O próximo disco da Fugazi Red Medicine foi mais aberto em sua abordagem e som. O disco é repleto de confusão e interlúdios casuais, e há uma vibração geral e manhosa, distorcendo as canções. Brendan Canty e Joe Lally estão cada vez mais numa espécie de dica de Tony Williams/Ron Carter Miles Smiles (álbum de Miles Davis de 1966, do qual a banda era fã). Solto/atacado – oscilando livremente.

“Eu percebo que odeio o som das guitarras. Mil mil jovens milionários rancorosos… Você é um alvo”. Um aviso impregnado de ritmos de go-go em DC: a sua cultura é um alvo para aqueles que lucrariam com (e destruiriam) a sua comunidade.

Fugazi
‘Break’ from End Hits
(Dischord, 1998)

Ouvir / Comprar

Groovy as hell, spooky, driving, and elegiac at once. End Hits (é isto? é o final da banda???) veio em 1998. O hotel parece uma casa assombrada na capa. O álbum atira bangers como ‘5 Corporations’ ao lado do remoinho psicológico de ‘Recap Modotti’, a ode de Joe Lally ao fotógrafo italiano transformado em revolucionária/antifacista ativista Tina Modotti.

A mistura em ‘Break’ é especial: acres de espaço entre aquele chug de guitarra e o laço trigémeo, com um movimento ao estilo de Lee Perry de encravar toda a mistura instrumental para baixo e para a direita quando as vozes se encaixam, o suave fuzz e shakers quando a banda salta de volta, a rápida inalação/exhales mesmo antes do fim…

Fugazi
‘I’m So Tired’ from Instrument
(Dischord, 1999)

Ouvir / Comprar

Ver Instrument, o documentário sobre Fugazi de Jem Cohen, do qual este é o álbum da banda sonora. Veja como as pessoas na platéia se parecem com você: diversas, incrivelmente belas simplesmente por serem. Como as salas se parecem com lugares reais em que você se encontra. Como não há teatro de rock-and-roll – apenas pessoas fazendo arte e cultura com, e para, uns com os outros, como em um filme de Jacques Rivette.

Instrumento é como uma versão lo-fi, cassete de 4 faixas da banda – uma que é bem única e não encontrou expressão em outra parte de sua discografia (ou em seus shows ao vivo). Há instrumentais exagerados, estranhamente misturados, como um contrabando perdido do Velvet Underground (‘H.B.’), peças delicadas como o Esquivel exotica (‘Trio’s’) dos últimos dias, várias demos rudes que mal se encaixam. E uma linda balada de piano (‘I’m So Tired’) que é como nada mais que Fugazi gravou, mas que se sente perfeitamente no lugar.

Fugazi
‘Full Disclosure’ do The Argument
(Dischord, 2001)

Ouvir / Comprar

2001’s The Argument é a última peça da discografia e poderia ser o melhor álbum que eles fizeram (dependendo do dia e da companhia que você guarda).

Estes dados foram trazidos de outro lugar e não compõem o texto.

PR #453, opened 2022-06-14
feat(evm): validate optional chain

sogunshola:
When calling transferNative, and any other Evm functionalities, we can
let the user provide a chain (EvmChainish). When they do, we check if
the provided chain corresponds the current chain. If that is not the
case we throw an error.

---
name: 'Pull request'
about: A new pull request
---

### Checklist

### Issue Description

### DIFF
--- a/packages/evm/src/chainMethods/transferErc721.ts
+++ b/packages/evm/src/chainMethods/transferErc721.ts
@@ -1,8 +1,10 @@
 import { EvmAddress, EvmAddressish, EvmChainish } from '@moralisweb3/core';
 import { BigNumberish, ethers } from 'ethers';
 import { assertAddress } from '../assert/assertAddress';
+import { assertChain } from '../assert/assertChain';
 import { assertProvider } from '../assert/assertProvider';
 import { Erc721__factory } from '../Contract';
+import { validateChain } from '../utils/validators';
 import { wrapEthersTransactionResponse } from '../utils/wrapEthersTransactionResponse';
 
 export interface TransferErc721Options {
@@ -18,7 +20,8 @@ export const makeTransferErc721 =
     const provider = assertProvider(_provider);
     const fromAddress = assertAddress(_account, 'No account is connected');
 
-    // TODO: validate that provided chain is current chain
+    const chain = assertChain(_chain, 'Chain is not set on MoralisEvm. Make sure to be properly connected');
+    if (options.chain) validateChain(options.chain, chain);
 
     const contractAddress = EvmAddress.create(options.contractAddress);
     const toAddress = EvmAddress.create(options.to);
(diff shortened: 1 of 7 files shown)


packages/evm/src/utils/validators.ts
```diff
@@ -0,0 +1,10 @@
+import { EvmChain, EvmChainish, MoralisNetworkError, NetworkErrorCode } from '@moralisweb3/core';
+
+export const validateChain = (providedChain: EvmChainish, chain: EvmChain): void => {
+  if (!chain.equals(providedChain)) {
+    throw new MoralisNetworkError({
+      code: NetworkErrorCode.CHAIN_MISMATCH,
+      message: 'Provided chain does not match evm connected chain',
```
ErnoW, line 7: This is not a generic message, so this  function is not a reusable util.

No público de Derry, Irlanda, apenas uma semana antes do show final, Ian vê um cara chutar na cara de outro cara e quebrar o nariz. Ele luta no palco, ajoelha-se no peito, e faz com que ele peça desculpas no microfone para a pessoa que atacou. Suave é algo que Fugazi não conseguiu.

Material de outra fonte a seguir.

PR #459, opened 2022-06-19
Feat/auth web3auth

sogunshola:
---
name: 'Pull request'
about: A new pull request
---

### Checklist

### Issue Description

### DIFF
--- a/packages/evmConnectors/EvmWeb3authConnector/package.json
+++ b/packages/evmConnectors/EvmWeb3authConnector/package.json
@@ -1,0 +1,30 @@
+{
+  "name": "@moralisweb3/evm-web3auth-connector",
+  "author": "Moralis",
+  "version": "2.0.0-alpha.1",
+  "license": "MIT",
+  "private": false,
+  "main": "./lib/index.js",
+  "types": "./lib/index.d.ts",
+  "sideEffects": false,
+  "scripts": {
+    "format": "prettier . '**/*.+(js|ts|json)' --write",
+    "format:check": "prettier . '**/*.+(js|ts|json)' --check",
+    "lint": "eslint . --ext .js,.ts,.tsx,jsx",
+    "clean": "rm -rf lib && rm -rf lib.esm && rm -rf tsconfig.tsbuildinfo",
+    "build": "tsc",
+    "dev": "tsc --watch"
+  },
+  "devDependencies": {
+    "@walletconnect/types": "^1.7.5",
+    "eslint": "^8.7.0",
+    "prettier": "^2.5.1",
+    "typescript": "^4.5.5"
+  },
+  "dependencies": {
+    "@moralisweb3/core": "^2.0.0-alpha.1",
+    "@moralisweb3/evm-connector-utils": "^2.0.0-alpha.1",
+    "ethers": "^5.6.2",
+    "@web3auth/web3auth": "0.5.1"
+  }
+}
--- a/packages/evmConnectors/EvmWeb3authConnector/src/EvmWeb3authConnector.ts
+++ b/packages/evmConnectors/EvmWeb3authConnector/src/EvmWeb3authConnector.ts
@@ -1,0 +1,93 @@
+import {
+  EvmAddress,
+  EvmChain,
+  EvmConnectResponse,
+  MoralisNetworkConnectorError,
+  EvmWeb3authConnectOptions,
+  NetworkConnectorErrorCode,
+} from '@moralisweb3/core';
+import core from '@moralisweb3/core';
+import { EvmAbstractConnector } from '@moralisweb3/evm-connector-utils';
+import { ethers } from 'ethers';
+import { Web3Auth, Web3AuthOptions } from '@web3auth/web3auth';
+import { SafeEventEmitterProvider } from '@web3auth/base';
+
+/**
+ * Connector for WalletConnect v1
+ */
+export class EvmWeb3authConnector extends EvmAbstractConnector {
+  constructor() {
+    super({
+      name: 'web3auth',
+      core,
+    });
+  }
+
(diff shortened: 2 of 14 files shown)


packages/evmConnectors/EvmWeb3authConnector/package.json
```diff
@@ -0,0 +1,30 @@
...
+  "devDependencies": {
+    "@walletconnect/types": "^1.7.5",
+    "eslint": "^8.7.0",
+    "prettier": "^2.5.1",
+    "typescript": "^4.5.5"
+  },
+  "dependencies": {
+    "@moralisweb3/core": "^2.0.0-alpha.1",
+    "@moralisweb3/evm-connector-utils": "^2.0.0-alpha.1",
+    "ethers": "^5.6.2",
```
ErnoW, line 27: I don't think we need this dependency. Lets avoid this.

packages/evmConnectors/EvmWeb3authConnector/src/EvmWeb3authConnector.ts
```diff
@@ -0,0 +1,93 @@
...
+        message: 'Failed to create a WalletConnect provider',
+      });
+    }
+
+    return provider;
+  }
+
+  async connect(_options: EvmWeb3authConnectOptions): Promise<EvmConnectResponse> {
+    const chainId = EvmChain.create(_options.chainId || '0x1').apiHex;
+    const options: Web3AuthOptions = {
```
ErnoW, line 50: Lets define the default values seperately (look at EvmMetamaskConnector for example). That's better readable. then we can merge the provided options and default options here

packages/evmConnectors/EvmWeb3authConnector/src/EvmWeb3authConnector.ts
```diff
@@ -0,0 +1,93 @@
...
+    this.logger.verbose('Connecting', { providedOptions: _options, options });
+
+    const web3auth = new Web3Auth(options as Web3AuthOptions);
+
+    await web3auth.initModal();
+
+    await this.getProvider(web3auth);
+
+    const isSocialLogin = web3auth.provider ? false : true;
+    const ether = new ethers.providers.Web3Provider(web3auth.provider || (web3auth as any));
```
ErnoW, line 73: What's the benefit of parsing it already to an ethers Web3Provider here? With other connectors we do that only in the Evm Module.

I think web3Auth already returns an EIP1193 provider, which is all we care about.

This also prevents us to import a big dependency as ethers for this connector

sogunshola: This is mainly because the web3Auth provider is only available if a user uses a wallet to authenticate. in a case where they use google or any social platform, provider is undefined.

ErnoW: If the provider is undefined, then how does it work when we create a provider with `ethers.providers.Web3Provider`? This looks to me like it would fail as well.

Is it intended behavior of web3Auth to return undefined in these cases? Or is there an error in our/their flow?


Any connection to Evm should be based on some sort of provider that is responsible for the connection, most likely this is EIP1193 (but could be an older format in some cases). That's the provider that we need, and is used in the Evm package after a successful connection.

sogunshola: The behaviour I noticed is when I connect using google, the web3auth.provider is `null`. 
`await web3auth.connect()` returns a provider or null, null in a case of where socials is used and returns provider if a wallet is used.
Looking at what was implemented in sdkv1 we did
`const ether = new ethers.providers.Web3Provider(
        web3auth?.provider ? web3auth.provider : web3auth
      );` which surprisingly works.
      
I went through web3auth docs and they used web3 not ethers, which they used to get address 
https://web3auth.io/docs/guides/web3auth-eth

ErnoW: > surprisingly works

We need to know why it works. That's what I'm aiming at. So far we are initialising `ethers.providers.Web3Provider` via EIP1193 providers (returned by Metamask, Walletconnect and also Web3Auth when using non-social methods, right?).

But if `web3auth?.provider` is not set, then we are initialising an ethers provider by using `webauth` as input? That part is confusing to me. Is that object also EIP1193? Or is it an web3-compatible provider that we can pass into ethers.providers.Web3Provider (https://docs.ethers.io/v5/api/providers/other/#Web3Provider)?

- If `web3auth` is already EIP1193 compatible, then we can just return that provider (without wrapping it in `new ethers.providers.Web3Provider` (this will be done in Evm module)
- If `web3auth` is another type of web3-compatible provider, then we need to see if we can convert it to EIP1193, or we could support multiple standards as value for for the `connector.provider`

sogunshola: You’re right, if it initializes ethers, then it’s some kind of provider. I’ll figure out why it behaves that way.

sogunshola: So I figured that the issue is `provider?.request({ method: 'eth_requestAccounts' })` . this request fails because there is no account when you use social login but works when you use a wallet as that already has an account.

I also figured out that web3auth.connect()  returns an eip1193 provider regardless of the method used to login which makes `ethers.provider,web3provider` work perfectly.

Right now we need a way to create a wallet without using ethersjs or web3js.

sogunshola: Seems like we might have to resolve to using either web3js or ethersjs for this.

PR #469, opened 2022-07-01
feat(cdn builds): usage in browsers via a script tag

b4rtaz:
---
name: CDN builds
about: Usage in browsers via a script tag
---

### Checklist


packages/core/package.json
```diff
@@ -7,6 +7,10 @@
   "main": "./lib/index.js",
   "types": "./lib/index.d.ts",
   "sideEffects": false,
+  "files": [
+    "lib",
+    "dist"
+  ],
```
ErnoW, line 13: Should we also specify the main and module exports, here in package.json?
For example as is described in this discussion: https://stackoverflow.com/questions/72457791/typescript-packages-that-ship-with-mjs-and-d-ts-but-without-d-mts-how-to-i] (first answer).

Not sure if it is required, but this definition seems common when packages ship CJS and ESM

packages/evmConnectors/walletConnectWrapper/README.md
```diff
@@ -0,0 +1,5 @@
+# @moralisweb3/wallet-connect-wrapper
+
+Rollup cannot build an UMD bundle with `@walletconnect/web3-provider`, so this project is a workaround for this problem. It contains a wrapper of WalletConnectProvider. How it works? Webpack creates a single CommonJs bundle which Rollup can consume without any problem.
+
+The idea is taken from [walletconnect-v1](https://github.com/DePayFi/walletconnect-v1).
```
ErnoW, line 5: Too bad that they offer no good UMD support, this seems like an acceptable solution to this. 👍

packages/moralis/src/index.ts
```diff
@@ -2,16 +2,26 @@
...
-const Moralis = { Core, Server, Evm, EvmApi, start };
+const Moralis = {
+  Core,
+  Server,
+  Evm,
+  EvmApi,
+  start,
+
+  // for UMD bundles
+  CoreLib,
```
ErnoW, line 23: Why is this only needed for the our core package? Is it because we are exporting named and default exports? We could change it to only export named exports from any our our packages.

ErnoW (changes requested):
Nice work. I have left a few questions.

Also main issue currently is that the CDN test app does not work.
I run `yarn` and `yarn build` following by `yarn e2e`(in test-cdn). But I get the error:
```
"GET /packages/moralis/dist/index.umd.js" Error (404): "Not found"
```
Which seems correct, as no `index.umd.js` file has been created during `yarn build`

.vscode/settings.json
```diff
@@ -3,5 +3,6 @@
   "search.exclude": {
     "**/.git": true,
     "**/node_modules": true
-  }
+  },
+  "liveServer.settings.port": 5502
```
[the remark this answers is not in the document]
b4rtaz: I agree.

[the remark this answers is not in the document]
b4rtaz: I agree.

demos/test-app-all/package.json
```diff
@@ -9,6 +9,8 @@
     "craco": "^0.0.3",
     "jest": "26.6.0",
     "moralis": "^2.0.0-alpha.1",
+    "@moralisweb3/core": "^2.0.0-alpha.1",
+    "@moralisweb3/server": "^2.0.0-alpha.1",
```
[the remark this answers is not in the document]
b4rtaz: I agree.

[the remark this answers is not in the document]
b4rtaz: I agree.

packages/moralis/src/index.ts
b4rtaz: We can don't place `core` + `evm-connector-utils` into UMD builds by that trick. These packages are imported from `Moralis.CoreLib` and `Moralis.EvmConnectorUtilsLib`. An another advantage a smaller bundle size.

Now we have only one case here `packages/evmConnectors/EvmWalletconnectConnector/rollup.config.js`.

```js
...
const umdExternalMap = {
  '@moralisweb3/core': 'Moralis.CoreLib',
  '@moralisweb3/evm-connector-utils': 'Moralis.EvmConnectorUtilsLib',
};
...
```

In the `dist/index.umd.js` build now we have:

<pre>
(function (global, factory) {
    ...
    (global = (...) = <strong>factory(global.Moralis.CoreLib, global.Moralis.EvmConnectorUtilsLib)</strong> );
})(this, (function (core, evmConnectorUtils){
...
</pre>

packages/core/package.json
b4rtaz: As we discussed, it's too early for ESM packages.

ErnoW (approved):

As músicas do The Argument são mais delicadas, dispostas a levar o seu tempo. Não tanto pulando da pele, mas mais para baixo – Joe e Brendan têm um balanço que não estaria fora do lugar com Sly Stone. As letras decodificam a gentrificação deslocando populações, militarismo e globalização brutal – e são tão relevantes agora como sempre.

Travis Just é membro da Object Collection, o New York Ensemble por trás de óperas de vanguarda It’s All True e Prisons For Profit, baseado no arquivo de gravações ao vivo de Fugazi. Siga os links para mais informações.

Deixe uma resposta

O seu endereço de email não será publicado.